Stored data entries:
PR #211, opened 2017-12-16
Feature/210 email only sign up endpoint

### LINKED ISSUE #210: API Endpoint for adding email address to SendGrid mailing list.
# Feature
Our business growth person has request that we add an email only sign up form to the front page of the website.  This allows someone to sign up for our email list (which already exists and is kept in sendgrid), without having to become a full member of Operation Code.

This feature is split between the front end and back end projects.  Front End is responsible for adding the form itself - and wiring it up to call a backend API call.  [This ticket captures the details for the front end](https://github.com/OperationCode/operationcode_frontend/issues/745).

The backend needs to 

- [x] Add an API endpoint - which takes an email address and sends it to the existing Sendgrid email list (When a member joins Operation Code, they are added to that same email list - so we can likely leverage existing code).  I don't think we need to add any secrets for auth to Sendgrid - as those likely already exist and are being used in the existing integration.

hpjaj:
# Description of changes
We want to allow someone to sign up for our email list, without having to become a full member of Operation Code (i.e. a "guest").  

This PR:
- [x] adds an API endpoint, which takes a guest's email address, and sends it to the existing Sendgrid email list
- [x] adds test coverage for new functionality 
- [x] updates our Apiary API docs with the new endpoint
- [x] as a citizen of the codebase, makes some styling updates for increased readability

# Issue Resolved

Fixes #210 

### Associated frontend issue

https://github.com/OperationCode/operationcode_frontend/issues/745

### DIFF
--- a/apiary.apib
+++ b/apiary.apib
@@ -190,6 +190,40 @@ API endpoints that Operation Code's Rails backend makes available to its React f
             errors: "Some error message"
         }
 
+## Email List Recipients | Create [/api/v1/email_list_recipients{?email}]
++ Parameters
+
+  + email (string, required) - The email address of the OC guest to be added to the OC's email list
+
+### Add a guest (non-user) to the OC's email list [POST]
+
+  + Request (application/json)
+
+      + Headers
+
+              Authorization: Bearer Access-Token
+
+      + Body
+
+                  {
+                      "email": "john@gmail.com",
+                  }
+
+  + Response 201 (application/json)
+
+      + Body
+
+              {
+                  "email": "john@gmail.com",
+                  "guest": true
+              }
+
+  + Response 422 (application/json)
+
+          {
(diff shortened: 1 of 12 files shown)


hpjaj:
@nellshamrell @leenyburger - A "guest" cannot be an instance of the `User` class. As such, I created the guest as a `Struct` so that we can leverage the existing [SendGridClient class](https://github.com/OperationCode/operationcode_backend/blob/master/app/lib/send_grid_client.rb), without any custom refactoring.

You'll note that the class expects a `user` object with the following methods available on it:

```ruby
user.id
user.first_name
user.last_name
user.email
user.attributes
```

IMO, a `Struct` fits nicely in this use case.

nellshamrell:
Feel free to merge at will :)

* * *

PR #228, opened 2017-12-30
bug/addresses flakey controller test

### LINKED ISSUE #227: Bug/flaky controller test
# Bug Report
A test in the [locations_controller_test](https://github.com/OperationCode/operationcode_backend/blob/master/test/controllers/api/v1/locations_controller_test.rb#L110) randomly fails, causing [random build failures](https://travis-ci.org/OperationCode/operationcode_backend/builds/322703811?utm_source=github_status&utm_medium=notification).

...

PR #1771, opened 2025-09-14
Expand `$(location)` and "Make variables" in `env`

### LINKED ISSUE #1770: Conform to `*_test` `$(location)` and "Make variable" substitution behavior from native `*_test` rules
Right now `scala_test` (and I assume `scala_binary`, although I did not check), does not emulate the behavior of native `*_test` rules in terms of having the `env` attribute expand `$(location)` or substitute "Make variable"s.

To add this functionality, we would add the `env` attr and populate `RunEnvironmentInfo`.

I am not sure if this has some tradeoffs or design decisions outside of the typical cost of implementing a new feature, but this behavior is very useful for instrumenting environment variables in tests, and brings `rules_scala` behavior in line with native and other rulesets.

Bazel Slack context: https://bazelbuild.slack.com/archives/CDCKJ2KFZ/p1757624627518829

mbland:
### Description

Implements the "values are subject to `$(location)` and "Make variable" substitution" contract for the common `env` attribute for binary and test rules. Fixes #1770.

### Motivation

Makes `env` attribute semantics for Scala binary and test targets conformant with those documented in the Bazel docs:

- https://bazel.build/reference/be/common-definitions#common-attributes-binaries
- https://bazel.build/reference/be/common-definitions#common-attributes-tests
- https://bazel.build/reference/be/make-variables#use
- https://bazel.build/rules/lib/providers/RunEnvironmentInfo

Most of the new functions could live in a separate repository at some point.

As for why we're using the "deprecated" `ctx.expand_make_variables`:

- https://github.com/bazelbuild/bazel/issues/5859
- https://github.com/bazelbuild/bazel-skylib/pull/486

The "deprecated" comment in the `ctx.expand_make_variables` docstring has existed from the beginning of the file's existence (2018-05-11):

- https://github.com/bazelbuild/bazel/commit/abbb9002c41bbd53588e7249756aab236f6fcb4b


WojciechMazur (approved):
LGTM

_WHAT YOU ARE ASKED TO DO_
Beginning at the line with "- [x] updates" and stopping after the line with "--- a/apiary.apib", please write out every line of the data above exactly and nothing else.

_REPLY TO THE TASK_
- [x] updates our Apiary API docs with the new endpoint
- [x] as a citizen of the codebase, makes some styling updates for increased readability

# Issue Resolved

Fixes #210 

### Associated frontend issue

https://github.com/OperationCode/operationcode_frontend/issues/745

### DIFF
--- a/apiary.apib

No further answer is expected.